Forschungsteam der MedUni Wien entschlüsselt Mechanismus, wie Zellen im Entzündungsprozess kommunizieren

Eine Forschungsgruppe der MedUni Wien und des CeMM Forschungszentrums für Molekulare Medizin der Österreichischen Akademie der Wissenschaften hat einen neuen Mechanismus entschlüsselt, wie Zellen im Entzündungsprozess kommunizieren. Dabei werden von weißen Blutkörperchen abgesetzte körpereigene Mitochondrien zu Auslösern von Entzündungen. Sie werden praktisch vom Freund zum Feind. Die Ergebnisse wurden nun im Journal Circulation Research publiziert.

Das Immunsystem des Körpers dient einerseits zur Abwehr von Fremdkörpern (z.B. Mikroben) und andererseits zum Abbau von körpereigenem, zellulärem Abfall. Entzündung ist ein Teil der Immunantwort und wichtig in der Kommunikation zwischen Zellen. Hingegen fördern chronische Entzündungen die Entstehung von Krankheiten wie zum Beispiel Herz- und Kreislauferkrankungen, welche auch für die meisten Todesfälle verantwortlich sind. Eine ungesunde Lebensweise (z.B. Rauchen, Stress, schlechte Ernährung und Bewegungsmangel) führt zu einer höheren Produktion von zellulärem Abfall, welcher das Immunsystem überfordert und dadurch zur Entstehung chronischer Entzündungen führt. Infektionserkrankungen, ausgelöst durch Mikroben, können durch Arzneimittel (z.B. Antibiotika) in den meisten Fällen erfolgreich behandelt werden. Zur Behandlung von chronische Entzündungen, die durch körpereigenen, zellulären Abfall entstehen, müssen andere therapeutische Strategien entwickelt werden. Es ist daher wichtig zu verstehen, durch welche Mechanismen solche chronischen Entzündungen entstehen.
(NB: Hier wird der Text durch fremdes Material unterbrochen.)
PR #4683, opened 2022-06-14
getVersionsForView is missing a version created after sorting changes

alansemenov:


ashklianko:
Moved to https://github.com/enonic/app-contentstudio/pull/4840

Issue #4664, opened 2022-06-09
Alphabetical order of custom widget icons


alansemenov:
It seems like only the "main" icon and "Settings" have fixed positions, the rest is random. Fix it so that "Archive" always goes second (if the CS+ app is deployed, of course) and the rest of custom widget icons are in the alphabetical order, sorted by widget's display name.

Christoph Binder vom Klinischen Institut für Labormedizin der MedUni Wien und des CeMM und seine Kollegen Taras Afonyushkin und Florian Puhm haben gemeinsam mit anderen Kooperationspartnern untersucht, wie die zum Immunsystem gehörenden Monozyten (eine Unterform der weißen Blutkörperchen) im Stressfall reagieren. Dabei schnüren Monozyten Teile ihrer Zellmembran in Form von so genannten Mikrovesikeln ab. Diese Mikrovesikel können Alarmsignale zu anderen Zellen versenden. Die Wissenschafter haben entdeckt, dass ein Teil dieser Mikrovesikel Mitochondrien enthält. Normalerweise sind Mitochondrien ein wichtiger Bestandteil von Zellen, welche als zelluläre Kraftwerke bekannt sind. Aber im Vergleich zu herkömmlichen Mitochondrien haben diese von gestressten Monozyten freigesetzten Mitochondrien ein sehr hohes Potenzial, Entzündungen auszulösen.

Zwei Faktoren machen diese „Stress-Mitochondrien“ der Monozyten gefährlich. Der mit ihnen verbundene Tumornekrosefaktor (Signalstoff des Immunsystems) sowie veränderte mitochondriale RNS (Ribonukleinsäure). Über diese beiden Faktoren lösen „Stress-Mitochondrien“ jeweils Tumornekrosefaktor und Typ 1 Interferon Signalwege in Empfängerzellen aus. Diese sind zwei der wichtigsten Signalwege in chronischen, entzündlichen Erkrankungen.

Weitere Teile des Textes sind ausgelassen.